Не верю ни поступкам, ни словам,
И часто исповедую жестокость.
Ваш ум — всего лишь утешенье вам.
Он столь же редок, как и нереален.
Я вашим не завидую правам
В любом углу планеты, кроме спален.
Я слишком часто к вам несправедлив,
Чтоб вы меня же этим попрекали.
И жажду затянувшейся петли,
Объятий и супружеских регалий.
Я ваших возражений не терплю,
И, может, этим достигаю цели,
Когда лукаво о любви молю, —
Рабом, сопровождая вас к постели.
Вы днем надменны, злы и холодны,
И я готов вас растерзать за это,
Но уязвимы и обречены
Оплавиться в объятиях поэта.
Сжигаемый азартною игрой,
Иду ва-банк, затраты презирая,
Но выигрыш обходит номер мой,
Попридержав счастливый шар у края.
Я жертвую фигуры на доске
На качество для нового сраженья
И балансирую на волоске,
Намеренно не прекратив движенья.
Я вам смеюсь в лицо в секунду ту,
Когда вы мните легкую победу.
Я презирать способен красоту,
Которой внутренней опоры нету.
Я щедр на проявления любви,
И скуп на рядовые комплименты,
Ваш каждый дерзкий взгляд готов ловить,
А голый секс не удостою центом.
Я не способен жертвы принимать,
И жертвую собой для ваших целей,
Голгофой мне является кровать,
Наградой — наслаждение в постели.
Я эстетичен при подборе мест:
Блаженство сочетается с уютом,
А в одиночестве сырой подъезд
Нередко может стать моим приютом.
Вы мне нужны, как пища для ума,
Как панацея от вселенской стужи.
Не там зима, где властвует зима!
Не там метель, где страсть в объятьях кружит!

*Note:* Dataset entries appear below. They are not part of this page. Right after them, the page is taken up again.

PR #986, opened 2024-11-05
Publisher: Revert to default value

iLLiCiTiT:
## Changelog Description
Implemented context menu option on attribute definitions to reset attribute values to default states.

## Additional info
All attribute definition widgets should have implemented logic to be able to reset value of attributes to default value. In Publisher it does reset to default value per instance.

## Testing notes:
1. Open Publisher in host of your choice.
2. Create instance/s.
3. In Publish tab select instance/s and change their values.
4. When you right click them and choose `Revert to default` it should set value to default value defined by create/publish plugin. It should also work on multiselection.

### DIFF
--- a/client/ayon_core/style/style.css
+++ b/client/ayon_core/style/style.css
@@ -44,10 +44,6 @@ QLabel {
     background: transparent;
 }
 
-QLabel[overriden="1"] {
-    color: {color:font-overridden};
-}
-
 /* Inputs */
 QAbstractSpinBox, QLineEdit, QPlainTextEdit, QTextEdit {
     border: 1px solid {color:border};
@@ -1589,6 +1585,10 @@ CreateNextPageOverlay {
 }
 
 /* Attribute Definition widgets */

Пусть будет эта страсть меня сильней.
Испепелит пусть, разорвет на части, —
Я снова устремлюсь на встречу с ней,
Всецело оставаясь в вашей власти.
Сказка о королевском языке
Жил да был на земле
Говорливый король,
Он судьбу на сто лет
Предсказать мог порой,
Он умён и красив,
Доносила молва,
Только слишком спесива
Его голова.
В самом малом беда:
Где бы он ни бывал,
Головою всегда
Разжигался скандал.
Хочет та обуздать
Его длинный язык,
То пытаясь глотать,
То обрезав о клык.
А язык, хоть и глуп,
Зато боек и дик,
И всегда из-под губ
Слышен был его крик.
Раз открыт головой
Был закон, а он глух,
А на утро, как свой,
Громко высказал вслух.
Стал он нравиться всем,
И однажды нашло,
Будто думать совсем
Языка ремесло.
А когда вновь возник
Их обыденный спор,
То безмозглый язык
Вынес свой приговор.
Вот что я, голова,
Тебе нынче скажу,
Я теперь, как глава,
На двух стульях сижу.
Больше жизни любя
Болтовню и резню,
В это утро тебя
Я, пожалуй, казню.
И когда опустился
Зловещий топор,
Навсегда прекратился
Бессмысленный спор.
Лишь мгновенье он выл,
До конца не поняв,
То, что без головы
Не протянет и дня.
Как печален финал,
Как печален урок,
Поздно он осознал,
Да исправить не смог,
Озаренный на миг
Правотой ключевой:
Королевский язык —
Не в ладах с головой.
«Я сил прошу, когда в пылу утех…»
Я сил прошу, когда в пылу утех,
И ими порожденных ласок женских,
Сползаю, увлекаемый во грех.
Я грех хочу назвать венцом блаженства.
Сквозь оргий облегающий туман,
Меня оберегая, совесть душит,
Чтоб алчущая плоть в нагой обман
Не вовлекла хмелеющую душу,
Купившись на потоки сладких фраз,
Так быстро увлекающих твой разум,
Не распалялась, в силу их приказов,
Желание завидев в блеске глаз,
Пронзающих, живых, жестоких, властных,
Рождающих стихию и прекрасных,
Повелевающих, шальных — лишь им
Обязан я влечением своим.
Но сторонюсь я девичьих очей,
Как, в прочем, сторонюсь и тел их нежных.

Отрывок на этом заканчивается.